PR #2423, opened 2023-04-18
Fix: ZipCity Loader updates

dpb-bah:
**High level description:**
Includes several fixes to the zip_city loader
* using the right name
* grouping by zip + state + city (and not just zip)

**Technical details:**
N/A

**Link to JIRA Ticket:**
N/A

- [ ] Unit & integration tests updated with relevant test cases
- [x] Documentation updated
- [ ] Approved by POs

### DIFF
--- a/dataactvalidator/scripts/load_location_data.py
+++ b/dataactvalidator/scripts/load_location_data.py
@@ -176,9 +176,10 @@ def parse_zip_city_file(f):
                 zip_code = curr_row[1:6]
                 city_name = curr_row[62:90].strip()
                 state_code = curr_row[99:101]
-                data_dict[zip_code] = {'zip_code': zip_code,
-                                       'city_name': city_name,
-                                       'state_code': state_code}
+                zip_city_key = zip_code + city_name + state_code
+                data_dict[zip_city_key] = {'zip_code': zip_code,
+                                           'city_name': city_name,
+                                           'state_code': state_code}
 
             # cut the current line out of the chunk we're processing
             curr_chunk = curr_chunk[line_size:]
--- a/dataactvalidator/scripts/load_location_data.py
+++ b/dataactvalidator/scripts/load_location_data.py
@@ -174,7 +174,7 @@ def parse_zip_city_file(f):
             curr_row = curr_chunk[:line_size]
             if curr_row[0] == "D":
                 zip_code = curr_row[1:6]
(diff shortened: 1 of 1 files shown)


dataactbroker/helpers/fabs_derivations_helper.py
```diff
@@ -362,10 +362,12 @@ def derive_ppop_location_data(sess, submission_id):
     # Deriving city info for transactions with zips
     query = """
         UPDATE tmp_fabs_{submission_id}
-        SET place_of_performance_city = city_name
+        SET place_of_performance_city = preferred_city_name
         FROM zip_city
         WHERE place_of_performance_zip5 IS NOT NULL
-            AND zip_city.zip_code = place_of_performance_zip5;
+            AND zip_city.zip_code = place_of_performance_zip5
+            AND place_of_perfor_state_code IS NOT NULL
```
alburde1, line 369: This is extraneous. If it's NULL it'll just not match on anything

dataactbroker/helpers/fabs_derivations_helper.py
```diff
@@ -628,10 +630,12 @@ def derive_le_location_data(sess, submission_id):
     # Deriving city info for records with zips (type 2 and 3)
     query = """
         UPDATE tmp_fabs_{submission_id}
-        SET legal_entity_city_name = city_name
+        SET legal_entity_city_name = preferred_city_name
         FROM zip_city
         WHERE legal_entity_zip5 IS NOT NULL
-            AND zip_city.zip_code = legal_entity_zip5;
+            AND zip_city.zip_code = legal_entity_zip5
+            AND legal_entity_state_code IS NOT NULL
```
alburde1, line 637: Same as above comment

alburde1 (changes requested):

dataactbroker/helpers/fabs_derivations_helper.py
dpb-bah: Should the `place_of_performance_zip5 IS NOT NULL`s be removed as well?

alburde1: Those can be left. If they're not null it's most likely that the state will also not be null. One check can narrow the list, the second check will end up being extraneous.

alburde1 (dismissed):

alburde1 (approved):

PR #2452, opened 2023-06-20
DEV-9489: CAIA Login

dpb-bah:
**High level description:**
Adds a new `/v1/caia_login` endpoint taking in the code and redirect_uri to log the user into the Broker and set their permissions based on their roles.

**Technical details:**
N/A

**Link to JIRA Ticket:**
[DEV-9489](https://federal-spending-transparency.atlassian.net/browse/DEV-1234)

- [x] Merged concurrently with [Frontend#1234]()
- [x] Client Secrets for BE updated in all environments
- [x] Documentation updated


dataactbroker/handlers/account_handler.py
```diff
@@ -165,6 +170,79 @@ def max_login(self, session):
             # Return 500
             return JsonResponse.error(e, StatusCode.INTERNAL_ERROR, error=str(e))
 
+    def caia_login(self, session):
+        """ Logs a user in if their password matches using CAIA
```
alburde1, line 174: Minor thing but I don't think "password" is the right way to explain this. Perhaps something like "if their CAIA validation succeeds"

dataactbroker/handlers/account_handler.py
```diff
@@ -429,6 +529,88 @@ def get_max_dict(ticket, service):
...
+    """
+    headers = {"Authorization": f"Bearer {accces_token}"}
+    caia_resp = requests.get(f"{CONFIG_BROKER['caia']['url_root']}/idp/userinfo.openid", headers=headers)
+    caia_resp.raise_for_status()
+
+    return json.loads(caia_resp.content.decode())
+
+
+def revoke_caia_access(refresh_token):
+    """ Simple revokes access to the given CAIA refresh token. We are revoking the refresh token (and not the access
```
alburde1, line 599: Since we're already editing, this should probably be "Simply" not "Simple"

alburde1 (changes requested):
Can we update the `max_login` endpoint documentation as well? See the `get_certified_file` endpoint for an example

PR #2463, opened 2023-07-27
DEV-9272: automatic file a generation

alburde1:
**High level description:**
Automatically generate file A when creating a new submission

**Technical details:**
Ignore file As that are sent in by the user only when first creating a submission. If no file A is sent in that's also fine.

**Link to JIRA Ticket:**
[DEV-9272](https://federal-spending-transparency.atlassian.net/browse/DEV-9272)

- [ ] Merged concurrently with [Frontend#1787](https://github.com/fedspendingtransparency/data-act-broker-web-app/pull/1787)
- Documentation updated


dataactbroker/handlers/fileHandler.py
```diff
@@ -959,14 +976,15 @@ def publish_fabs_submission(submission):
         response_dict = {'submission_id': submission_id}
         return JsonResponse.create(StatusCode.OK, response_dict)
 
-    def build_file_map(self, file_dict, file_type_list, upload_files, submission):
+    def build_file_map(self, file_dict, file_type_list, upload_files, submission, existing_submission=False):
```
dpb-bah, line 979: Instead of adding another parameter and making this less agnostic to the submissions and file types, could this logic be outside of the call and simply update the incoming `file_type_list` to exclude appropriations when it's not an existing submission? It's not a pressing point, just felt like `file_type_list` could do the same and keep the function simpler.

dataactbroker/handlers/generation_handler.py
```diff
@@ -72,6 +72,9 @@ def generate_file(submission, file_type, start, end, agency_type, file_format):
     try:
         if file_type in ['D1', 'D2']:
             generation_helper.start_d_generation(job, start, end, agency_type, file_format=file_format)
+        elif file_type == 'A':
+            agency_code = submission.frec_code if submission.frec_code else submission.cgac_code
```
dpb-bah, line 76: Could use Python's coalesce
```suggestion
            agency_code = submission.frec_code or submission.cgac_code
```

dpb-bah (changes requested):

dpb-bah (dismissed):

dpb-bah (approved):

PR #2620, opened 2024-07-22
DEV-11179: bidirectional boc comparison report

alburde1:
**High level description:**
Making the BOC Comparison Report bidirectional so values from file B and also values from the BOC data that would have been bucketed into this agency but weren't in file B for any reason

**Technical details:**
Moving the bucketing logic to a helper file so any file that needs to access it can do so.

**Link to JIRA Ticket:**
[DEV-11179](https://federal-spending-transparency.atlassian.net/browse/DEV-11179)

- Documentation updated


dpb-bah (approved):
LGTM. Nice refactor so we still only need to update that logic in two places (not three or more) if it changes.

PR #2631, opened 2024-08-29
DEV-11376: deprecation fixes

alburde1:
**High level description:**
Fixing utcnow deprecation warnings in advance of updating python/sqlalchemy versions in the future

**Technical details:**
N/A

**Link to JIRA Ticket:**
[DEV-11376](https://federal-spending-transparency.atlassian.net/browse/DEV-11376)

- Documentation updated

### DIFF
--- a/dataactcore/utils/timeStampMixin.py
+++ b/dataactcore/utils/timeStampMixin.py
@@ -1,17 +1,17 @@
-from datetime import datetime
+from datetime import datetime, UTC
+
 from sqlalchemy import Column, DateTime, event
 
 
 class TimeStampMixin(object):
-    """ Timestamping mixin
-    """
-    created_at = Column(DateTime, default=datetime.utcnow)
-    updated_at = Column(DateTime, default=datetime.utcnow)
+    """ Timestamping mixin """
+    created_at = Column(DateTime, default=lambda: datetime.now(UTC).replace(tzinfo=None))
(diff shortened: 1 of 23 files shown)


dataactcore/utils/timeStampMixin.py
```diff
@@ -1,17 +1,17 @@
...
-    updated_at = Column(DateTime, default=datetime.utcnow)
+    """ Timestamping mixin """
+    created_at = Column(DateTime, default=lambda: datetime.now(UTC).replace(tzinfo=None))
+    updated_at = Column(DateTime, default=lambda: datetime.now(UTC).replace(tzinfo=None))
 
     @staticmethod
     def _updated_at(mapper, connection, target):
         if not getattr(target, "ignore_updated_at", None):
-            target.updated_at = datetime.utcnow()
+            target.updated_at = datetime.now(UTC).replace(tzinfo=None)
```
dpb-bah, line 14: Does the `TimeStampMixin` not work if you use `get_utc_now()`?

dpb-bah (changes requested):

dataactcore/utils/timeStampMixin.py
alburde1: It causes circular imports because this base is imported into every single model so we can't then import models into function bag if we do that

dpb-bah (approved):

PR #2655, opened 2024-10-10
DEV-10377: b12 updates

alburde1:
**High level description:**
Removing B12.1 and instead making `ByDirectReimbursableFundingSource` required for file C. Removing all USSGL exceptions for B12.3

**Technical details:**
N/A

**Link to JIRA Ticket:**
[DEV-10377](https://federal-spending-transparency.atlassian.net/browse/DEV-10377)

- [x] Merged after [Backend#2654](https://github.com/fedspendingtransparency/data-act-broker-backend/pull/2654)
- Documentation updated


dpb-bah (changes requested):
Could we do these renames for consistency/clarity given this ticket has moved things around?

* `b12_object_class_program_activity_1` -> `b12_object_class_program_activity_3`
* `b12_object_class_program_activity_2` -> `b12_object_class_program_activity_4`

alburde1:
> Could we do these renames for consistency/clarity given this ticket has moved things around?
> 
>     * `b12_object_class_program_activity_1` -> `b12_object_class_program_activity_3`
> 
>     * `b12_object_class_program_activity_2` -> `b12_object_class_program_activity_4`

That is actually less consistent. If you look at A1 we don't do numberings at all because they're different file types and these are the 1st and 2nd for this file type rather than the 3rd and 4th. Another example of this is directly above this file with B11 where we have this exact same numbering vs label split

dpb-bah:
Nah that's fine. I still find this labeling confusing alongside A1 and B11 but given that's not in the scope of this, we can just move on normally for now.

PR #2680, opened 2024-12-13
[DEV-11811] - Add legacy city codes (PW, FM, MH) to the city code loader

zachflanders-frb:
**High level description:**
This PR re-adds missing legacy city codes that is not present for certain "states".

**Technical details:**
I tested this locally using a  minio container to replicate the S3 functionality.  

**Note:**
I also fixed an unrelated test that was randomly failing. See [comment](https://github.com/fedspendingtransparency/data-act-broker-backend/pull/2680#discussion_r1884475378).

**Link to JIRA Ticket:**
[DEV-111811](https://federal-spending-transparency.atlassian.net/browse/DEV-11811)

### DIFF
--- a/tests/unit/dataactcore/utils/test_tracing.py
+++ b/tests/unit/dataactcore/utils/test_tracing.py
@@ -138,8 +138,8 @@ def test_logging_trace_spans(caplog, capsys):
 
     captured = capsys.readouterr()
     assert test_msg in caplog.text, "caplog.text did not seem to capture logging output during test"
-    assert hex(trace_id) in captured.out, "trace_id not found in logging output"
-    assert hex(span_id) in captured.out, "span_id not found in logging output"
+    assert f'{trace_id:x}' in captured.out, "trace_id not found in logging output"
+    assert f'{span_id:x}' in captured.out, "span_id not found in logging output"
     assert f"{test}_resource" in captured.out, "traced resource not found in logging output"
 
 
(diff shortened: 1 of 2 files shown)


tests/unit/dataactcore/utils/test_tracing.py
```diff
@@ -138,8 +138,8 @@ def test_logging_trace_spans(caplog, capsys):
 
     captured = capsys.readouterr()
     assert test_msg in caplog.text, "caplog.text did not seem to capture logging output during test"
-    assert hex(trace_id) in captured.out, "trace_id not found in logging output"
-    assert hex(span_id) in captured.out, "span_id not found in logging output"
+    assert f'{trace_id:x}' in captured.out, "trace_id not found in logging output"
+    assert f'{span_id:x}' in captured.out, "span_id not found in logging output"
```
zachflanders-frb, line 142: The `hex` function was not including leading zeros after the `0x` in the hex string.  This was causing this test to randomly fail.  I used python's built in formatter to format this as a string without the leading `0x` in order to address this issue.  See [docs](https://docs.python.org/3/library/functions.html#hex).

dpb-bah: Great catch! I was so curious about the root cause of that test randomly failing. Thank you.

dpb-bah (approved):
Nice improvements, tested locally and confirmed it works, LGTM ✅

PR #2690, opened 2025-01-15
Sprint 172: Qat -> Staging

alburde1:


dpb-bah:
* Updated several PARK and USSGL columns in File B and C to match the terse 30 headers.
* Removed the FY24 Submission Schedule calendar and updated the Validation Rules link in the Resources Help page per GSDM 1.1.
* Removed the sample file links in the DABS Submission Guide. They are still available and current via the GSDM link in the same section.

PR #2697, opened 2025-01-24
[DEV-11948] Add new B29 validation rules

zachflanders-frb:
**High level description:**
This PR adds two new rules (B29 and B29.1) and renames the old B29 rule to B29.2.  B29 checks that the prior year adjustment field is a valid value (X, B, or P) for file C and B29.1 checks that the prior year adjustment field is a valid value (X, B, P, or Blank) for file B.

**Technical details:**
The current code does not allow `None` values in file C;  they must always be (X, B, or P).  `None` values are treated the same as a blank string `''` in file B.   

**Link to JIRA Ticket:**
[DEV-11948](https://federal-spending-transparency.atlassian.net/browse/DEV-11948)


dataactvalidator/config/sqlrules/b29_object_class_program_activity.sql
```diff
@@ -0,0 +1,11 @@
+-- For File B PriorYearAdjustment must be one of X, B, or P.
+SELECT
+    row_number,
+    prior_year_adjustment,
+    display_tas AS "uniqueid_TAS"
+FROM object_class_program_activity
+WHERE (submission_id = {0}
+    AND (UPPER(prior_year_adjustment) NOT IN ('X', 'B', 'P')
+        OR prior_year_adjustment IS NULL
```
zachflanders-frb, line 9: Do we want to allow NULLs?  This will fail if the value is null.  Since we do not allow "blank" values in this field (unlike file C) I set this to fail validation for blank strings and nulls.

dataactvalidator/config/sqlrules/b29_award_financial_1.sql
```diff
@@ -0,0 +1,10 @@
+-- For File C PriorYearAdjustment must be one of X, B, P, or Blank
+SELECT
+    row_number,
+    prior_year_adjustment,
+    display_tas AS "uniqueid_TAS"
+FROM award_financial
+WHERE (submission_id = {0}
+    AND UPPER(prior_year_adjustment) NOT IN ('X', 'B', 'P', '')
+    AND prior_year_adjustment IS NOT NULL
```
zachflanders-frb, line 9: I am treating nulls the same here as a blank string.  A null value will pass validation.

dpb-bah (changes requested):

dataactvalidator/config/sqlrules/b29_award_financial_1.sql
```diff
@@ -0,0 +1,9 @@
+-- For File C PriorYearAdjustment must be one of X, B, P, or Blank
+SELECT
+    row_number,
+    prior_year_adjustment,
+    display_tas AS "uniqueid_TAS"
+FROM award_financial
+WHERE (submission_id = {0}
+    AND UPPER(COALESCE(prior_year_adjustment, '')) NOT IN ('X', 'B', 'P', '')
+);
```
dpb-bah, line 9: Can you also remove the extra parens around the entire `WHERE` for both rules? We'll update the styleguide such that parens should only be used as logical groupings within the `WHERE`, not the entire `WHERE` itself.

dpb-bah (changes requested):

dpb-bah (approved):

___

● Required action
Each line above that has the word "shown" should be copied.

● Expected output
(diff shortened: 1 of 1 files shown)
(diff shortened: 1 of 23 files shown)
(diff shortened: 1 of 2 files shown)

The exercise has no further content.